[Entries taken from a collection]
PR #1975, opened 2022-10-14
Adding Wattpilot Adapter to the source list and stable repo

tim2zg:
Hello, 
The adapter is now ready and tested, I added the adapter to the normal repo and stable repo. 
Here is the forum thread: https://forum.iobroker.net/topic/55343/fronius-wattpilot-test-3-0-x

Best regards, Tim

### DIFF
--- a/sources-dist-stable.json
+++ b/sources-dist-stable.json
@@ -630,7 +630,7 @@
     "meta": "https://raw.githubusercontent.com/tim2zg/ioBroker.fronius-wattpilot/main/io-package.json",
     "icon": "https://raw.githubusercontent.com/tim2zg/ioBroker.fronius-wattpilot/main/admin/fronius-wattpilot.png",
     "type": "energy",
-    "version": "4.1.0"
+    "version": "4.2.0"
   },
   "frontier_silicon": {
     "meta": "https://raw.githubusercontent.com/halloamt/ioBroker.frontier_silicon/master/io-package.json",
--- a/sources-dist-stable.json
+++ b/sources-dist-stable.json
@@ -629,7 +629,7 @@
   "fronius-wattpilot": {
     "meta": "https://raw.githubusercontent.com/tim2zg/ioBroker.fronius-wattpilot/main/io-package.json",
     "icon": "https://raw.githubusercontent.com/tim2zg/ioBroker.fronius-wattpilot/main/admin/fronius-wattpilot.png",
-    "type": "energy",
+    "type": "vehicle",
     "version": "4.3.0"
   },
   "frontier_silicon": {
--- a/sources-dist-stable.json
+++ b/sources-dist-stable.json
@@ -630,7 +630,7 @@
     "meta": "https://raw.githubusercontent.com/tim2zg/ioBroker.fronius-wattpilot/main/io-package.json",
     "icon": "https://raw.githubusercontent.com/tim2zg/ioBroker.fronius-wattpilot/main/admin/fronius-wattpilot.png",
     "type": "energy",
-    "version": "4.0.0"
+    "version": "4.1.0"
   },
   "frontier_silicon": {
     "meta": "https://raw.githubusercontent.com/halloamt/ioBroker.frontier_silicon/master/io-package.json",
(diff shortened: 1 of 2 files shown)


Apollon77:
RE_CHECK!

Apollon77:
RE-CHECK!

GermanBluefox:
## Automated adapter checker

### [ioBroker.fronius-wattpilot](https://github.com/tim2zg/ioBroker.fronius-wattpilot)
[Downloads](https://www.npmjs.com/package/iobroker.fronius-wattpilot) Number of Installations (latest) 
[NPM](https://nodei.co/npm/iobroker.fronius-wattpilot/)

:thumbsup: No errors found
- [ ] :eyes: [W171] "common.title" is deprecated in [io-package.json](https://github.com/tim2zg/ioBroker.fronius-wattpilot/blob/master/io-package.json)
- [ ] :eyes: [W105] "common.titleLang" should be translated into all supported languages (en, de, ru, pt, nl, fr, it, es, pl, uk, zh-cn)
- [ ] :eyes: [W109] "common.desc" should be translated into all supported languages (en, de, ru, pt, nl, fr, it, es, pl, uk, zh-cn)
- [ ] :eyes: [W156] Adapter should support admin 5 UI (jsonConfig) if you do not use a React based UI
- [ ] :eyes: [W145] Each "common.news" should be translated into all supported languages (en, de, ru, pt, nl, fr, it, es, pl, uk, zh-cn)
- [ ] :eyes: [W145] Each "common.news" should be translated into all supported languages (en, de, ru, pt, nl, fr, it, es, pl, uk, zh-cn)
- [ ] :eyes: [W145] Each "common.news" should be translated into all supported languages (en, de, ru, pt, nl, fr, it, es, pl, uk, zh-cn)
- [ ] :eyes: [W145] Each "common.news" should be translated into all supported languages (en, de, ru, pt, nl, fr, it, es, pl, uk, zh-cn)
- [ ] :eyes: [W145] Each "common.news" should be translated into all supported languages (en, de, ru, pt, nl, fr, it, es, pl, uk, zh-cn)
- [ ] :eyes: [W145] Each "common.news" should be translated into all supported languages (en, de, ru, pt, nl, fr, it, es, pl, uk, zh-cn)
- [ ] :eyes: [W400] Cannot find "fronius-wattpilot" in latest repository


Apollon77:
The notes about langiages from check can be ignored

Apollon77:
Hi,

here some review feedback:
* Why the adapter has itself as depenency? https://github.com/tim2zg/ioBroker.fronius-wattpilot/blob/main/package.json#L32
* Becuse you use encryptedNative you also need to set the dependencies correctly. js-controller >=3 and as "common.globalDependencies" set admin>4.0.9
* Please only react to state changes when ack===false.
* having the role "level" for all cases is not making sense. Please respect https://github.com/ioBroker/ioBroker/blob/master/doc/STATE_ROLES.md also about which roles are allowed for which data types
* When I get the code right you always do the setObjectNotExists call/check for every data package received, right? This is a lot of objects DB actions that are not needed if you remember whoich obvers where already created/checked once. Such code can make issues on smaller systems because of the high number of database calls.

Thank you for checking and adjusting the mentioned topics

tim2zg:
Thank you so much for the feedback. I fixed the issues you pointed out in version 3.3.0.

tim2zg:
Updated to new Version 4.1.0

tim2zg:
Updated to new Version 4.2.0

Apollon77:
@tim2zg for that the re-review took a bit. Small stuff left

* The admin dependency in io-package needs to go into "common.globalDependencies" (for context: dependencies means "needs to be on the same host"; globalDependencies means "needs to be in the system somewhere")
* Please do not provide a default value for password ... because it will be encrypted this default is destroyed anyway and might confuse users

For the roles I think there are better  ones here and there but I will accept the pragmatic solution you choose ;-)

After that we are ready to go. Please poke here again when changed and released as new version. Thank you!

tim2zg:
Done thank you!

Apollon77:
Ok, then we go ... interesting how "smae" that device looks like a go-e :-)

But because it is a wallbox mabe type "vehicle" is better?
Please adjust io-package on github and here in PR ... no release needed now, include in next

tim2zg:
Thank you! Done.
Yes, I think it’s the same hardware and software but another cloud and the API options are not unlocked. But don’t nail me on that.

# INSTRUCTIONS FOR THE TASK
Every line above in which the word "better" is present must be copied into the answer.

# OUTPUT OF THE EXERCISE
For the roles I think there are better  ones here and there but I will accept the pragmatic solution you choose ;-)
But because it is a wallbox mabe type "vehicle" is better?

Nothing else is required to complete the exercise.